▶ _WHAT YOU ARE ASKED TO DO_
Print the listing below from its opening line through the line holding "-contract with eachother.", both ends included.
*** ENTRIES PROVIDED ***
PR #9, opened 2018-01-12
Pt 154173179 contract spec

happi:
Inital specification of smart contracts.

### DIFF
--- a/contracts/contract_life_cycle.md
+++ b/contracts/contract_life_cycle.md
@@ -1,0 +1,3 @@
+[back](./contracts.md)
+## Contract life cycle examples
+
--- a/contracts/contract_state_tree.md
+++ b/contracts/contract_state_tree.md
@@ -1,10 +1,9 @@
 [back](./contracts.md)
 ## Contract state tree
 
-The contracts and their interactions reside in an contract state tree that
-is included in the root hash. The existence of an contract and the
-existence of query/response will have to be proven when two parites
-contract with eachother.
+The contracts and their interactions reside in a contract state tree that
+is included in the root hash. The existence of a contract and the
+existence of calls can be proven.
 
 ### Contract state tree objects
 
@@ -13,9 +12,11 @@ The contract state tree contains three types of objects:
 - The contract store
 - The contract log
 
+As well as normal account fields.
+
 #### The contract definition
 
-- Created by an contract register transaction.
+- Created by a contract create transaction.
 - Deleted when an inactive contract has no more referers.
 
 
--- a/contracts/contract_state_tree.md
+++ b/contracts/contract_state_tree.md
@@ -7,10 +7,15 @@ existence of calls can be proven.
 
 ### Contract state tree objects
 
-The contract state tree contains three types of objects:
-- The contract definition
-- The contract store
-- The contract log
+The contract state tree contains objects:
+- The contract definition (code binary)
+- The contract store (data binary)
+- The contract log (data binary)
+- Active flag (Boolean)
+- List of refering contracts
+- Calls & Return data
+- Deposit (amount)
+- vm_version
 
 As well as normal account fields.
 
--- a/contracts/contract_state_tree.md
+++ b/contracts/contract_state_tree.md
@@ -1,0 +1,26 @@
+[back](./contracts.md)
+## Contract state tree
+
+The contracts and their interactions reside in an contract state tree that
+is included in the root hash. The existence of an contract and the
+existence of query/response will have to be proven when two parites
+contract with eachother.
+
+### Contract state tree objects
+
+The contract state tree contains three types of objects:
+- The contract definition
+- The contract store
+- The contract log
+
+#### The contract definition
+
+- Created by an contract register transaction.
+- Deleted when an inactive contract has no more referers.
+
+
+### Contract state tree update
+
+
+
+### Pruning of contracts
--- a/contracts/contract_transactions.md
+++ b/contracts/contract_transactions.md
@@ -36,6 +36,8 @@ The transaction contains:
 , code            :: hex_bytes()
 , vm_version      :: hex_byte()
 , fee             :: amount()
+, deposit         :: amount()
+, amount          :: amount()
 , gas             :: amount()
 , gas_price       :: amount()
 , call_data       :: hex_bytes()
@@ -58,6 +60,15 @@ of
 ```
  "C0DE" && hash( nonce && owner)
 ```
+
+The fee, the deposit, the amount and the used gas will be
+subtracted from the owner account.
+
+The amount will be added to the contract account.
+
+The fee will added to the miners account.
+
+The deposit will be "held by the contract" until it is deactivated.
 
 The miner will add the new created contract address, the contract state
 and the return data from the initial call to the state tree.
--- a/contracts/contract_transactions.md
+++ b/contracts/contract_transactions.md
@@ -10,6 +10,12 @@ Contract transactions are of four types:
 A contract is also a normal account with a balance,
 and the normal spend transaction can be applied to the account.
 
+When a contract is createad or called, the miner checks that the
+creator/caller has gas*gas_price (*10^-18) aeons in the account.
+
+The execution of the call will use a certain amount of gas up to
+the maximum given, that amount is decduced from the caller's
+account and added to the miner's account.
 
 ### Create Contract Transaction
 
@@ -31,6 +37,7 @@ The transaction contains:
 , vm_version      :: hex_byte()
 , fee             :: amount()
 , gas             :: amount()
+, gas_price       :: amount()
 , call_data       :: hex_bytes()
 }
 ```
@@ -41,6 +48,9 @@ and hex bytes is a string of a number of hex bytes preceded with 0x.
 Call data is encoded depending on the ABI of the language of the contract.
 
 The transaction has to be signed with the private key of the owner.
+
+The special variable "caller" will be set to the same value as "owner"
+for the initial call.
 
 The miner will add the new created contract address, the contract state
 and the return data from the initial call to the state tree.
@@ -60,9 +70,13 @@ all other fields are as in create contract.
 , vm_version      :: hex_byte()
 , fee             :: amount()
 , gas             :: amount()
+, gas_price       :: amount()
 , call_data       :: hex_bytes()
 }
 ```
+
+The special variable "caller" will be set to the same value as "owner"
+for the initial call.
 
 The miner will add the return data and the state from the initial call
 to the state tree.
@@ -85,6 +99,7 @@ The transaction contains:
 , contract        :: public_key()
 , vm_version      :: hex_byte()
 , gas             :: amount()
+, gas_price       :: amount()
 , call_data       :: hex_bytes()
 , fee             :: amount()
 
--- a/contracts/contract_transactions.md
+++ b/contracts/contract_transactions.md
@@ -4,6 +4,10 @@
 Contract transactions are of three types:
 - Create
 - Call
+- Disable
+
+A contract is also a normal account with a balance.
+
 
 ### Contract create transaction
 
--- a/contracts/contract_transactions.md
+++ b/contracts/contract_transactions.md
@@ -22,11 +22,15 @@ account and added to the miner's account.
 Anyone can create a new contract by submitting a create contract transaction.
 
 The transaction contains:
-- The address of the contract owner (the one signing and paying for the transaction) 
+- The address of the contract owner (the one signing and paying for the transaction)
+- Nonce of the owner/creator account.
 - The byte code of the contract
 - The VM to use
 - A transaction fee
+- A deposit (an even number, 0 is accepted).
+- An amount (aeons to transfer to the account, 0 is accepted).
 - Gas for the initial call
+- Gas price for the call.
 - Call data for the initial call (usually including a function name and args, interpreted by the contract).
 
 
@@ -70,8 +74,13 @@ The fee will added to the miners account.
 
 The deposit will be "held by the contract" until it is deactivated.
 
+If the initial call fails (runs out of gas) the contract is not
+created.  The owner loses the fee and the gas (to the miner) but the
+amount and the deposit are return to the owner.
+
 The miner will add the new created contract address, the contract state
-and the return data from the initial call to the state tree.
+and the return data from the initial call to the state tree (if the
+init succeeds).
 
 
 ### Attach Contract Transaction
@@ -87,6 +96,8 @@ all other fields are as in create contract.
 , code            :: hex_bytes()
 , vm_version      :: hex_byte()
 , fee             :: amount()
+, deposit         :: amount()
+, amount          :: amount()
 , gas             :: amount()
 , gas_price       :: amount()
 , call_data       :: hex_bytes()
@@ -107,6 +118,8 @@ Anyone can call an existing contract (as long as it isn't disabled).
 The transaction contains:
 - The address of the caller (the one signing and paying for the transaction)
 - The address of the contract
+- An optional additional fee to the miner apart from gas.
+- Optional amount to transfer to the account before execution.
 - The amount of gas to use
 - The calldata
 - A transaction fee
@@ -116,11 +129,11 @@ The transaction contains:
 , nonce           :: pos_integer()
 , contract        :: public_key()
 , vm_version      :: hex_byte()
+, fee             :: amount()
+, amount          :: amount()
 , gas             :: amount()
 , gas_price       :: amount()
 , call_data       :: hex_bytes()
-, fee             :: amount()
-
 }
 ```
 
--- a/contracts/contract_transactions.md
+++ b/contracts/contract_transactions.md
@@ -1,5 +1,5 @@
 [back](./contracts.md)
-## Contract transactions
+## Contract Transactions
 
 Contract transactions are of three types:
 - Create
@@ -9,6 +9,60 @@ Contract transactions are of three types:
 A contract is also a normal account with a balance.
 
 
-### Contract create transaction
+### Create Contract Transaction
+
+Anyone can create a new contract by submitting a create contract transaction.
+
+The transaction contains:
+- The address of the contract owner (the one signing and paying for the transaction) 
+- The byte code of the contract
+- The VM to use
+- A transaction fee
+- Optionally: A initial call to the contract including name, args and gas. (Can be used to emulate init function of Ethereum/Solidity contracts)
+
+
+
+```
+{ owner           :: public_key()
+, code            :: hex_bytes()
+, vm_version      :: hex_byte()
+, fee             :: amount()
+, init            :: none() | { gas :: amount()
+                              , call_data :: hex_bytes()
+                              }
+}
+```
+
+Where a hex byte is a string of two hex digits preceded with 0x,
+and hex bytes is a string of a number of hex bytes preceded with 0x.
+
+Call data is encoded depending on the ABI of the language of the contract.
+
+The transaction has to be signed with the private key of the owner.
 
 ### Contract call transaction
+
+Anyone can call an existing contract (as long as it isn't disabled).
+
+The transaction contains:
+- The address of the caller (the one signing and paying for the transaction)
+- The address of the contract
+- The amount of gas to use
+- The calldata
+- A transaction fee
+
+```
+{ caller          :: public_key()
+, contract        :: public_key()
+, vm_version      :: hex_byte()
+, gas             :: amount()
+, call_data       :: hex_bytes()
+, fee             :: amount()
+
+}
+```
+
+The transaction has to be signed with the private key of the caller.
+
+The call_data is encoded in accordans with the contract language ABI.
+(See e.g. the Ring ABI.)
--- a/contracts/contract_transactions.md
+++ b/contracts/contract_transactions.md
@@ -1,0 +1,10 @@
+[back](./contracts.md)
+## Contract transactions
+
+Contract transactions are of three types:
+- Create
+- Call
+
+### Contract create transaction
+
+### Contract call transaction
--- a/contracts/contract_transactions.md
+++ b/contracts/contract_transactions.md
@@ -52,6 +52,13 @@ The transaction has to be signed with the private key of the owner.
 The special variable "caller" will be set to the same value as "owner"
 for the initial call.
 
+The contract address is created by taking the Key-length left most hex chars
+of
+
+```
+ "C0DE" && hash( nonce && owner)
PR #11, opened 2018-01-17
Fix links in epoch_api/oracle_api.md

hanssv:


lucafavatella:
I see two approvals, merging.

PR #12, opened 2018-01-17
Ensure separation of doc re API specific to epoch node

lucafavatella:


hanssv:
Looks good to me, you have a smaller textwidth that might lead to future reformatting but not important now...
*** End of ENTRIES PROVIDED ***
▶ _FINISHED TASK_
PR #9, opened 2018-01-12
Pt 154173179 contract spec

happi:
Inital specification of smart contracts.

### DIFF
--- a/contracts/contract_life_cycle.md
+++ b/contracts/contract_life_cycle.md
@@ -1,0 +1,3 @@
+[back](./contracts.md)
+## Contract life cycle examples
+
--- a/contracts/contract_state_tree.md
+++ b/contracts/contract_state_tree.md
@@ -1,10 +1,9 @@
 [back](./contracts.md)
 ## Contract state tree
 
-The contracts and their interactions reside in an contract state tree that
-is included in the root hash. The existence of an contract and the
-existence of query/response will have to be proven when two parites
-contract with eachother.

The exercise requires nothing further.